ISLAMABAD: Chronic illnesses are putting a heavy toll on businesses, budgets and economies, and according to a new report released by the World Economic Forum, these diseases cost around $2 trillion in lost productivity each year across the world.

The report, titled “Enhancing Corporate Performance by Tackling Chronic Disease”, points out that chronic illnesses account for the lion’s share of healthcare costs in developed markets, and, increasingly, in emerging markets.

The report says that chronic disease has a significant impact on employee productivity, through increased absenteeism and presenteeism. To make matters worse, chronic illnesses are actually becoming more prevalent in almost all countries, it says.

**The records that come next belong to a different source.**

PR #1123, opened 2024-04-16
GO-3286: fix not working remove and delete notifications from member side

AnastasiaShemyakinskaya:
https://linear.app/anytype/issue/GO-3286/fix-not-working-remove-and-delete-notifications-from-member-side

## Summary by CodeRabbit

- **New Features**
	- Enhanced security and stability in notification handling through improved synchronization.
	- Updated account status management to reflect current data accuracy.

- **Bug Fixes**
	- Corrected account status parameters in testing scenarios to align with actual application behavior.

- **Tests**
	- Added comprehensive tests for new notification functionalities and account status updates.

The 15 most costly conditions account for more than 80 per cent of the total cost of all chronic illnesses. They are: diabetes, coronary artery disease, hypertension, dyslipidemia, obesity, cancer, asthma, arthritis, allergies, sinusitis, heart failure, chronic obstructive pulmonary disease, chronic kidney disease, depression and back pain.

Eight well-known behaviours were identified as the major contributors to the most costly illnesses: smoking, physical inactivity, poor diet, alcohol consumption levels, poor standard-of-care compliance, poor stress management, insufficient sleep and lack of health screening.

US companies that target just three major risk factors on average can save $700 dollars per employee each year in healthcare costs and productivity improvements.

The savings in Europe are on average closer to 400 euros per employee, due to different healthcare and compensation patterns. In Asia, the average expense per employee is much lower, but the proportional impact of a wellness programme on company performance can be just as heavy.

The report says a new wave of workforce wellness is beginning to emerge, owing to three developments: the connection between modifiable behaviours and illnesses has come into sharp focus due to the accumulation of both empirical evidence and scientific studies; companies have become better at measuring the impact of interventions; and companies at the forefront of managing wellness have recognised the strategic value of addressing the behaviour that lead to or aggravate chronic illness.